The study’s conclusion is in some ways predictable: When they looked at the effect of workers’ compensation paying physicians higher rates, they found that when deciding whether the cause of injury is work-related is not straightforward (e.g., with soft tissue conditions), case-shifting to the higher paying option (workers’ compensation or private insurance) is more common. They estimated that a 20% increase in workers’ compensation pay rates for physician services increases the likelihood of a soft tissue injury being identified as work-related by 6 percent.
What about our Canadian systems?
There are a lot of differences. In the USA, publicly funded medicare is still limited. Most medical treatment is billed to private payors such as insurance companies and workers’ compensation boards. In Canada, if the injury is not covered by workers’ compensation, health care providers are mostly paid by the provincial health care system.
But is there a relationship between the way the WSIB respects doctors and the extent to which they are willing to put their patients in the hands of the WSIB?

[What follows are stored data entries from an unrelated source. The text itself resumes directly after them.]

PR #7023, opened 2024-12-20
populate workflow extended info in DescribeWorkflow

ychebotarev:
## What changed?

Populate WorkflowExtendedInfo as a part of DescribeWorfklow response.

## Why?

Feature request. Users want to see workflow expiration time as a part of DescribeWorfklow response.

## How did you test it?

Update unit tests.

## Is hotfix candidate?

No


service/history/api/describeworkflow/api.go
```diff
@@ -155,6 +155,15 @@ func Invoke(
...
 			VersioningInfo:               executionInfo.VersioningInfo,
 		},
+		WorkflowExtendedInfo: &workflowpb.WorkflowExecutionExtendedInfo{
+			ExecutionExpirationTime: executionInfo.WorkflowExecutionExpirationTime,
+			RunExpirationTime:       executionInfo.WorkflowRunExpirationTime,
+			CancelRequested:         executionInfo.CancelRequested,
+		},
+	}
+
+	if executionInfo.OriginalExecutionRunId != executionState.RunId {
```
yycptt, line 165: OriginalExecutionRunId is a new field and old workflows don't have it, so also need to check if the field is non-empty.

service/history/api/describeworkflow/api.go
```diff
@@ -155,6 +155,15 @@ func Invoke(
...
+		result.WorkflowExtendedInfo.LastResetTime = executionState.StartTime
```
yycptt, line 166: What about the `original_start_time` field?

service/history/api/describeworkflow/api.go
ychebotarev: This is the only way (I was able to find) to find out if workflow was reseted.  There is also `WasReset`, but it is set for "original" workflow, not for the new instance after reset.

Thus, if this is old workflow, this field will be empty. 
In this case this check will not pass (RunId is not empty), and LastResetTime will not be set.
Which is exactly what I would expect, extra check is not needed.

yycptt: for an old workflow OriginalExecutionRunId is empty, RunID is not empty. empty != non-empty, so the check will pass and the LastResetTime will be set right?

service/history/api/describeworkflow/api.go
ychebotarev: We didn't add it to WorkflowExtendedInfo. Which I now think was a mistake - I think StartTime ->is<- `original_start_time`, because it was coming from the event. But apparently it is coming from the new event.
So if we want `original_start_time`, we should add it to API proto. Chad will be happy I guess.

service/history/api/describeworkflow/api.go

The Prism 2013 study of claims suppression (not reporting work related injury and disease to the WSIB) by the Ontario WSIB concluded that the “most important conclusion to be drawn from the research is that claim suppression appears to be a real problem. It is unlikely that claim suppression is restricted to a small number of anecdotal cases.”
Some worker advocates are advising injured workers to claim a work injury under short term disability insurance rather than the WSIB because WSIB decision making has become too negative. Last fall, a group of health care practitioners has presented their experience with the WSIB ignoring treatment recommendations in the report “Prescription Overruled” and the Ombudsman of Ontario is considering their request for a public investigation.

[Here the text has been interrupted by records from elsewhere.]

PR #7028, opened 2024-12-20
Wait for handover state update before serving the requests

yux0:
## What changed?
Wait for handover state update before serving the requests.

## Why?
We need to wait on handover state update before the redirect interceptor. It will serve the request once the replication state is updated and routes to the correct endpoint.

## How did you test it?
TODO


common/rpc/interceptor/namespace_validator.go
```diff
@@ -237,10 +242,35 @@ func (ni *NamespaceValidatorInterceptor) StateValidationIntercept(
...
+	handler grpc.UnaryHandler,
+	nsEntry *namespace.Namespace,
+) (interface{}, error) {
+
+	var response interface{}
+	op := func(ctx context.Context) error {
+		err := ni.checkReplicationState(nsEntry, info.FullMethod)
+		if err != nil {
+			var nsErr error
+			nsEntry, nsErr = ni.namespaceRegistry.RefreshNamespaceById(nsEntry.ID())
```
yycptt, line 261: hmmm this will keep refreshing the namespace? I mean all requests will perform a refresh upon retry.

also if the handover error is from history service then the refresh here is unnecessary

common/rpc/interceptor/namespace_validator.go
```diff
@@ -237,10 +242,35 @@ func (ni *NamespaceValidatorInterceptor) StateValidationIntercept(
...
+			}
+			return err
+		}
+
+		response, err = handler(ctx, req)
 		return err
 	}
-	return ni.checkReplicationState(namespaceEntry, fullMethod)
+	// Only retry on ErrNamespaceHandover, other errors will be handled by the retry interceptor
+	err := backoff.ThrottleRetryContext(ctx, op, handoverRetryPolicy, common.IsNamespaceHandoverError)
```
yycptt, line 272: I also worry this will cause server api latency alert to fire during the handover, we should probably exclude this backoff from nouserlatency metric.

common/rpc/interceptor/namespace_validator.go
```diff
@@ -237,10 +242,35 @@ func (ni *NamespaceValidatorInterceptor) StateValidationIntercept(
...
+				return nsErr
+			}
+			return err
+		}
+
+		response, err = handler(ctx, req)
 		return err
 	}
-	return ni.checkReplicationState(namespaceEntry, fullMethod)
+	// Only retry on ErrNamespaceHandover, other errors will be handled by the retry interceptor
```
yycptt, line 271: shall we just let retry interceptor handle the error? and this interceptor just block until ns is no longer in handover state?

yux0: I did not go with this because retry interceptor should be the most inner interceptor. If that is the case, can I add a handover interceptor after the retry interceptor?

common/rpc/interceptor/namespace_validator.go
yux0: Make sense. We can also just wait for ns refresh not do this proactive refresh.

common/rpc/interceptor/namespace_validator.go
yux0: ack

common/util.go
```diff
@@ -357,6 +357,10 @@ func IsServiceHandlerRetryableError(err error) bool {
 	return false
 }
 
+func IsNamespaceHandoverError(err error) bool {
+	return err.Error() == ErrNamespaceHandover.Error()
```
yycptt, line 361: nit: can you replace other places that perform the same change to use this func? e.g. L341 above.

common/rpc/interceptor/telemetry.go
```diff
@@ -215,10 +215,14 @@ func (ti *TelemetryInterceptor) RecordLatencyMetrics(ctx context.Context, startT
 		userLatencyDuration = time.Duration(val)
 		metrics.ServiceLatencyUserLatency.With(metricsHandler).Record(userLatencyDuration)
 	}
+	handoverRetryLatency := time.Duration(0)
+	if val, ok := metrics.ContextCounterGet(ctx, metrics.NamespaceHandoverRetryLatency.Name()); ok {
+		handoverRetryLatency = time.Duration(val)
```
yycptt, line 220: so we don't actually emit metric for this latency?

common/rpc/interceptor/namespace_validator.go
```diff
@@ -237,10 +243,41 @@ func (ni *NamespaceValidatorInterceptor) StateValidationIntercept(
...
+func (ni *NamespaceValidatorInterceptor) handleRequestWithHandoverRetry(
+	ctx context.Context,
+	req interface{},
+	info *grpc.UnaryServerInfo,
+	handler grpc.UnaryHandler,
+	nsEntry *namespace.Namespace,
+) (interface{}, error) {
+
+	var response interface{}
+	var retryCount int
```
yycptt, line 258:
```suggestion
	var attempt int
```

common/rpc/interceptor/namespace_validator.go
```diff
@@ -237,10 +243,41 @@ func (ni *NamespaceValidatorInterceptor) StateValidationIntercept(
...
+		err := ni.checkReplicationState(nsEntry, info.FullMethod)
+		if err != nil {
+			return err
+		}
+
+		response, err = handler(ctx, req)
+		if retryCount > 1 {
+			retryLatency = retryLatency + handoverRetryPolicy.ComputeNextDelay(0, retryCount, nil)
+		}
+		retryCount++
```
yycptt, line 270: it's a bit hard to follow as it's calculating the retryLatency before the current attempt, but the code lives after the handler call...

common/rpc/interceptor/namespace_validator.go
yycptt: I couldn't remember why we moved retry interceptor to be the most inner interceptor, but I think there must be a reason. I think we should fully understand that to make sure the retry logic here won't cause any issue.

> can I add a handover interceptor after the retry interceptor?

hmmm then why not just retry handover error in retry interceptor?

I guess I was proposing something different in my comment, i.e. block on ns state change instead of retry (by registering a callback to namespace registry).

common/rpc/interceptor/telemetry.go
yux0: Follow the command to exclude the backoff retry delay from the no user latency.

yux0: We need to chat about this.

common/rpc/interceptor/namespace_validator.go
yux0: I cannot wait for ns callback as the error might return from history nodes and there is no callback from frontend.

common/rpc/interceptor/namespace_handover.go
```diff
@@ -0,0 +1,144 @@
...
+
+	startTime := time.Now()
+	namespaceData, err := i.namespaceRegistry.GetNamespace(namespaceName)
+	if err != nil {
+		return 0, err
+	}
+	if namespaceData.ReplicationState() == enumspb.REPLICATION_STATE_HANDOVER {
+		cbID := uuid.New()
+		waitReplicationStateUpdate := make(chan struct{})
+		i.namespaceRegistry.RegisterStateChangeCallback(cbID, func(ns *namespace.Namespace, deletedFromDb bool) {
```
yycptt, line 104: we probably should be change the impl to listen on changes for a specific namespace...
Can be done in a later PR.

common/rpc/interceptor/namespace_handover.go
```diff
@@ -0,0 +1,144 @@
...
+			if ns.State() != enumspb.NAMESPACE_STATE_REGISTERED ||
+				deletedFromDb ||
+				ns.ReplicationState() != enumspb.REPLICATION_STATE_HANDOVER ||
+				!ns.IsGlobalNamespace() {
+				// Stop wait on state change if:
+				// 1. namespace is deleting/deleted
+				// 2. namespace is not in handover
+				// 3. namespace is not global
+				select {
+				case <-waitReplicationStateUpdate:
```
yycptt, line 117: what's the purpose of this line? I don't see other senders on the channel.

common/rpc/interceptor/namespace_handover.go
```diff
@@ -0,0 +1,144 @@
...
+	methodName := api.MethodName(info.FullMethod)
+	namespaceName, err := GetNamespaceName(i.namespaceRegistry, req)
+	if err != nil {
+		return nil, err
+	}
+
+	if i.enabledForNS(namespaceName.String()) {
+		startTime := i.timeSource.Now()
+		defer func() {
+			metrics.HandoverWaitLatency.With(i.metricsHandler).Record(time.Since(startTime))
```
yycptt, line 76: I guess we only want to emit the metric when namespace actually waited on the handover state.

service/frontend/fx.go
```diff
@@ -267,6 +269,7 @@ func GrpcServerOptionsProvider(
 		namespaceLogInterceptor.Intercept, // TODO: Deprecate this with a outer custom interceptor
 		metrics.NewServerMetricsContextInjectorInterceptor(),
 		authInterceptor.Intercept,
+		namespaceHandoverInterceptor.Intercept,
```
yycptt, line 272: Can you add some comments explaining why it must be in this place?

yycptt: Is the handover state checking logic in StateValidationIntercept removed?

service/frontend/fx.go
```diff
@@ -267,6 +269,7 @@ func GrpcServerOptionsProvider(
...
 		redirectionInterceptor.Intercept,
```
yycptt, line 273: I guess theoretically we can retry in redirection Interceptor? since it has the knowledge of whether redirect will actually happen or not?

common/rpc/interceptor/namespace_handover.go
```diff
@@ -0,0 +1,144 @@
...
+				childCancelFn()
+			}()
+		}
+		select {
+		case <-childCtx.Done():
+			err = common.ErrNamespaceHandover
+		case <-waitReplicationStateUpdate:
+		}
+		i.namespaceRegistry.UnregisterStateChangeCallback(cbID)
+		if err != nil {
```
yycptt, line 138: nit: we don't need this check?

common/rpc/interceptor/namespace_handover.go
yux0: in case the channel is already closed.

service/frontend/fx.go
yux0: I guess so but the logic could be weird. What should we do if the redirect will not happen?

service/frontend/fx.go
yux0: I did not remove in this PR as I added the feature flag. Once we can confident we can remove it.

yycptt: do you want to disabled that the check in StateValidationIntercept if the feature flag is enabled?

common/rpc/interceptor/namespace_handover.go
```diff
@@ -0,0 +1,142 @@
...
+	return handler(ctx, req)
+}
+
+func (i *NamespaceHandoverInterceptor) waitNamespaceHandoverUpdate(
+	ctx context.Context,
+	namespaceName namespace.Name,
+	methodName string,
+) (waitTime *time.Duration, retErr error) {
+	if _, ok := allowedMethodsDuringHandover[methodName]; ok {
+		return
```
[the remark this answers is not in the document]
yux0: done

service/frontend/fx.go
yux0: Yes. Once I validate the function and set default to enable I will remove it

Board’s health care cutbacks
The WSIB reports a dramatic reduction in spending on health care in recent years. While the province’s health care costs were rising by about 3% a year, the WSIB’s expenditures on health care were decreasing by about 2.5% a year between 2009 and 2014.
Take lower back injuries for example. The average amount spent by the WSIB on health care per claim in the first year after injury has decreased by over $1000 a year per injured worker, a 23% cutback between 2008 and 2012 (WSIB 2015 Economic Statement)

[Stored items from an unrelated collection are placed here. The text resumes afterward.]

PR #7030, opened 2024-12-21
Handle system time move backward case in timer task processing

yycptt:
## What changed?

- Handle system time move backward case in timer task processing by using max(now(), task visibility timestamp)

## Why?

- Monotonic time is used in time.Time comparison only when both operands have monotonic time value. In our case, the timestamp stored/derived in/from mutable state doesn't have monotonic, thus the comparison logic will use wall clock time to decide if a timer task should be processed. If wall clock move backwards (after we verifies that now() > task visibility timestamp when submitting the task to the task scheduler), the timer task will be dropped and cause workflow to stuck.

## How did you test it?

- Unit tests

## Potential risks

- In worst case, we will execute a timer task logic earlier than expected.

## Is hotfix candidate?

- Could be. But the bug should be very rare as the use millisecond precision when doing time comparison in timer task processing.

### DIFF
--- a/service/history/queues/queue_scheduled.go
+++ b/service/history/queues/queue_scheduled.go
@@ -305,13 +305,17 @@ func (p *scheduledQueue) lookAheadTask() {
 // the reference time. The precision of the comparison is millisecond.
 // This function takes task as input and uses task's fire time (scheduled time)
 // as the minimal reference time to handle clock skew issue.
-// This check is only meaning for tasks with CategoryTypeScheduled as Immediate tasks
-// can be executed at any time.
+// This check is only meaning for tasks with CategoryTypeScheduled and always
+// return false for immediate tasks as they can be executed at any time.
 func IsTimeExpired(
 	task tasks.Task,
 	referenceTime time.Time,
 	testingTime time.Time,
 ) bool {
+	if task.GetCategory().Type() == tasks.CategoryTypeImmediate {
+		return false
+	}
+
 	// NOTE: Persistence layer may lose precision when persisting the task, which essentially moves
 	// task fire time backward. But we are already performing truncation here, so doesn't need to
 	// account for that.
--- a/service/history/queues/queue_scheduled.go
+++ b/service/history/queues/queue_scheduled.go
@@ -303,6 +303,10 @@ func (p *scheduledQueue) lookAheadTask() {
 
 // IsTimeExpired checks if the testing time is equal or before
 // the reference time. The precision of the comparison is millisecond.
+// This function takes task as input and uses task's fire time (scheduled time)
+// as the minimal reference time to handle clock skew issue.
+// This check is only meaning for tasks with CategoryTypeScheduled as Immediate tasks
+// can be executed at any time.
 func IsTimeExpired(
 	task tasks.Task,
 	referenceTime time.Time,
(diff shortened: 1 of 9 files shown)


service/history/queues/queue_scheduled.go
```diff
@@ -303,10 +304,14 @@ func (p *scheduledQueue) lookAheadTask() {
 // IsTimeExpired checks if the testing time is equal or before
 // the reference time. The precision of the comparison is millisecond.
 func IsTimeExpired(
```
bergundy, line 306: I would add a note explaining why we take the task here (to prevent clock skew issues).

service/history/queues/queue_scheduled.go
```diff
@@ -303,10 +304,14 @@ func (p *scheduledQueue) lookAheadTask() {
...
+	task tasks.Task,
 	referenceTime time.Time,
 	testingTime time.Time,
 ) bool {
-	referenceTime = referenceTime.Truncate(persistence.ScheduledTaskMinPrecision)
+	// NOTE: Persistence layer may lose precision when persisting the task, which essentially moves
+	// task fire time backward. But we are already performing truncation here, so doesn't need to
+	// account for that.
+	referenceTime = util.MaxTime(referenceTime, task.GetKey().FireTime).Truncate(persistence.ScheduledTaskMinPrecision)
```
bergundy, line 314: What's the difference between visibility timestamp and fire time and why take that here?

service/history/timer_queue_standby_task_executor.go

- If you were a family doctor today, and your patient needs physiotherapy to recover from a low back strain, would you fill in the short term disability insurance or the WSIB claim form?
- Do the rates paid to health care providers differ between OHIP, private insurance, social assistance and WSIB?
- What are the chances of a health care provider not getting paid on time or not getting paid at all in the different systems?
- What are the chances of a patient getting the medication or treatment prescribed by their doctor, between the WSIB, private insurance or social assistance?
What’s really behind those statistics?
Since 2009, the number of lost-time injuries reported to the WSIB has fallen by 19%. This rate represents an historic low and is the lowest of any jurisdiction in Canada. Does the extent to which our workers’ compensation system respects the treating health care providers affect the extent to which doctors and patients are willing to make use of the workers’ compensation system?